Issue #3375, opened 2016-12-23
After adding an ignore comment, the option should not be available any more.


Udayan12167:

Udayan12167:
See https://github.com/coala/coala/issues/3366

adtac:
@mrtes From gitter:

▶ _EXERCISE OBJECTIVE_
Only the lines from the one containing "See https://github.com/coala/coala/issues/3366" through the end of the data above are wanted, both ends included; restate them word for word.

▶ _FINAL ANSWER_
See https://github.com/coala/coala/issues/3366

adtac:
@mrtes From gitter:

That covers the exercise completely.